-------- Provided records --------
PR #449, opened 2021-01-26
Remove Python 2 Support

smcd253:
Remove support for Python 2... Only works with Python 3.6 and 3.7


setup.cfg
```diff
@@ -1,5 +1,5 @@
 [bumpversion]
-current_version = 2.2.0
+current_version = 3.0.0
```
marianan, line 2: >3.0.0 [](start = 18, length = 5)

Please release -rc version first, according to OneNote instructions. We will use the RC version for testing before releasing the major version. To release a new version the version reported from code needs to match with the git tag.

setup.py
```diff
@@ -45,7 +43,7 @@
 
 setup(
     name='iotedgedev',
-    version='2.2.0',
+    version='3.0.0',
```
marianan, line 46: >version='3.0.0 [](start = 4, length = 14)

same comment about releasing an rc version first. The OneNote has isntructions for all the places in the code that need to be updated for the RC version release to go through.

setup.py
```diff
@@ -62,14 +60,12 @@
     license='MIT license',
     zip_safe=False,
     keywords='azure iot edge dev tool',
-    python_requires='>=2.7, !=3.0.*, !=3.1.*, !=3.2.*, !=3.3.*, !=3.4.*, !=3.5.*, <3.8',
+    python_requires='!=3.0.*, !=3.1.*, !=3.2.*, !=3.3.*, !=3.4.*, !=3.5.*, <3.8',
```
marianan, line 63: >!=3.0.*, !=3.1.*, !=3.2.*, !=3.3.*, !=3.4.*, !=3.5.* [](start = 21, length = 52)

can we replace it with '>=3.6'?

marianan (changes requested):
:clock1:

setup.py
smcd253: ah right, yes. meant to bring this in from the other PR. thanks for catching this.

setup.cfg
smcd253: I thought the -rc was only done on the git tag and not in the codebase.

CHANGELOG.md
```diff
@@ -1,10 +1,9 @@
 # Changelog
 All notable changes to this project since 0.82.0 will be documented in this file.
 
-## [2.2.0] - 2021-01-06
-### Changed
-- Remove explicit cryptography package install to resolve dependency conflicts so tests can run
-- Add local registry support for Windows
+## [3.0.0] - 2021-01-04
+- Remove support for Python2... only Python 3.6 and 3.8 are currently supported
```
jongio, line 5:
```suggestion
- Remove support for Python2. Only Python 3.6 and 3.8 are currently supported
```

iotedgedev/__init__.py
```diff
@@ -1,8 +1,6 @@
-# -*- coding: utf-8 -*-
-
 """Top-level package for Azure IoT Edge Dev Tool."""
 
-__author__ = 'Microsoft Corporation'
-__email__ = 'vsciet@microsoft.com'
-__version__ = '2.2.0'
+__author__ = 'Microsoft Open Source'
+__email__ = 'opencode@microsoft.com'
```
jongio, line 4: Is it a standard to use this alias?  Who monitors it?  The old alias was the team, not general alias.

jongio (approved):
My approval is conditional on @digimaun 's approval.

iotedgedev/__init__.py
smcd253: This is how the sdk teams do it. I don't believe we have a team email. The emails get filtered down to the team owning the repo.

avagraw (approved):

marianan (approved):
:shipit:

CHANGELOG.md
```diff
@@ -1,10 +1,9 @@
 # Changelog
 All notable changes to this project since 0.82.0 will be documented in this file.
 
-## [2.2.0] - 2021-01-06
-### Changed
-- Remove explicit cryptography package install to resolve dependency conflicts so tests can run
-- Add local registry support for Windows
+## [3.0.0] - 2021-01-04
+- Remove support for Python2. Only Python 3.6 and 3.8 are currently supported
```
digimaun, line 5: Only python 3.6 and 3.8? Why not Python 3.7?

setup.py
--------
-------- Provided records --------
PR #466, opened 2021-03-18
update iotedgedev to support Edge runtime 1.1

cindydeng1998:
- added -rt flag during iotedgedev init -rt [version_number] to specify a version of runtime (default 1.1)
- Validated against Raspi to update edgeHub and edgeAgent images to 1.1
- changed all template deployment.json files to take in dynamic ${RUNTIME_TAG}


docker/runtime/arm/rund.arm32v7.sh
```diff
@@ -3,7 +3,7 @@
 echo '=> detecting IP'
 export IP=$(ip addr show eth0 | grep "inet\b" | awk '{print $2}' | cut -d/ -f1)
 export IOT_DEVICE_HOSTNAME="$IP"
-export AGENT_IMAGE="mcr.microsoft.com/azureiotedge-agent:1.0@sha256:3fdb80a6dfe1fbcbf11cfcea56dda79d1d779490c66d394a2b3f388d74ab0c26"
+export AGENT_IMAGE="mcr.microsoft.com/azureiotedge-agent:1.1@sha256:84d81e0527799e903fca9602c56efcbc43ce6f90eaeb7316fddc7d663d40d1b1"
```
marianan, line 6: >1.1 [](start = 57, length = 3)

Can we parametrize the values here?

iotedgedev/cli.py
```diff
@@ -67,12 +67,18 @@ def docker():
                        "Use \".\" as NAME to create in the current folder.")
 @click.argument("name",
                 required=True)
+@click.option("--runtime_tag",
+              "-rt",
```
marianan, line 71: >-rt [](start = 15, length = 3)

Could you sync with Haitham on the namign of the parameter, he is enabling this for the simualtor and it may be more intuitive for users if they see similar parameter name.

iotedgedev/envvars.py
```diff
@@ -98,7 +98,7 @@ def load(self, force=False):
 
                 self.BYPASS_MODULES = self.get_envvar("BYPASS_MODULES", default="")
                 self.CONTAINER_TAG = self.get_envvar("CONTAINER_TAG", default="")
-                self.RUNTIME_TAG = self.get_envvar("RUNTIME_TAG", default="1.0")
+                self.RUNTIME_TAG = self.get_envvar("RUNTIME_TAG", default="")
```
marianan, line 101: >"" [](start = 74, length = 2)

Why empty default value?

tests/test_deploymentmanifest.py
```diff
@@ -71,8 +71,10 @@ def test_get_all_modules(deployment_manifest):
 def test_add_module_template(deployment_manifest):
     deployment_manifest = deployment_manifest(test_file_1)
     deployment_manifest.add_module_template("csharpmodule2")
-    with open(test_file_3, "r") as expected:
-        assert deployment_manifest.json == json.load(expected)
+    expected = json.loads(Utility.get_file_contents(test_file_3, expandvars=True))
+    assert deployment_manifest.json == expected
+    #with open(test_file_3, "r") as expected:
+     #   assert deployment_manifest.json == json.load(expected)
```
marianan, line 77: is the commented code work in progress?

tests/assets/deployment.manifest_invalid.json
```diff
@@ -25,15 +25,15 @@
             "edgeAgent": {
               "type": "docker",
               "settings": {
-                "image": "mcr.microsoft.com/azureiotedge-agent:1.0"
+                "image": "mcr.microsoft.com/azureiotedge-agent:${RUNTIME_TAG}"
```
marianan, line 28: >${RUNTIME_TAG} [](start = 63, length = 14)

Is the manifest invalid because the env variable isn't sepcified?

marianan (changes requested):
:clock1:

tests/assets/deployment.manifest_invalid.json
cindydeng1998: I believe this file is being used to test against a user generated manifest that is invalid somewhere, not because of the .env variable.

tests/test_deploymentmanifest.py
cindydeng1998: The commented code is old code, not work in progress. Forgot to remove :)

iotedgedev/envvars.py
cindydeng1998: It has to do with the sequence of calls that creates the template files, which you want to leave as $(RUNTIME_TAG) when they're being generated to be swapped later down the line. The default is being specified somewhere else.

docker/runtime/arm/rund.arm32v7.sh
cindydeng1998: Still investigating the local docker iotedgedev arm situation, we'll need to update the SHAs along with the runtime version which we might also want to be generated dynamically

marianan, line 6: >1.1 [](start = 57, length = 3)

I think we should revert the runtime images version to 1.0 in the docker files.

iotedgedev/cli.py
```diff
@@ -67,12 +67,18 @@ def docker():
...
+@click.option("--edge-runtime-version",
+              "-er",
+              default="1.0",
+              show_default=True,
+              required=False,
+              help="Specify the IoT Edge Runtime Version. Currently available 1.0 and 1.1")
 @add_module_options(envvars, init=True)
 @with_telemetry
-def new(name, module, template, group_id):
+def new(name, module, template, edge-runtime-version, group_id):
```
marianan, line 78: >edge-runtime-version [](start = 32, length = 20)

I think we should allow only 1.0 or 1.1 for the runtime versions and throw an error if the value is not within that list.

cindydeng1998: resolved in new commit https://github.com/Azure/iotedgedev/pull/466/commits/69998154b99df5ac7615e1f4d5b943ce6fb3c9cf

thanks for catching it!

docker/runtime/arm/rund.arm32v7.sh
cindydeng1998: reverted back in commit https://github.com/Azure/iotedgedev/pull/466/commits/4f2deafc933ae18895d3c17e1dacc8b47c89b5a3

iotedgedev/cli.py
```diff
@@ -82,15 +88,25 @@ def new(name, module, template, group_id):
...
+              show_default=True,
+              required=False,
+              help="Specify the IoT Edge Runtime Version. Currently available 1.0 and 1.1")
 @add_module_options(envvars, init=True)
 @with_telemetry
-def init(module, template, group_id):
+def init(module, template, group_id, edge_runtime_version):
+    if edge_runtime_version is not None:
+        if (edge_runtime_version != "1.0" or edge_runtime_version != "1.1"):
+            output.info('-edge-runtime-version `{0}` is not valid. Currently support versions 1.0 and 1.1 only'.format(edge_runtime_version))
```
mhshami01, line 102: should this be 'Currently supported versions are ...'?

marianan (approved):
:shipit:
--------
What is needed: For the lines above, output exactly those from the line containing "PR #449, opened 2021-01-26" through the line containing "marianan, line 2: >3.0.0", and skip the others.

Answer space:
PR #449, opened 2021-01-26
Remove Python 2 Support

smcd253:
Remove support for Python 2... Only works with Python 3.6 and 3.7


setup.cfg
```diff
@@ -1,5 +1,5 @@
 [bumpversion]
-current_version = 2.2.0
+current_version = 3.0.0
```
marianan, line 2: >3.0.0 [](start = 18, length = 5)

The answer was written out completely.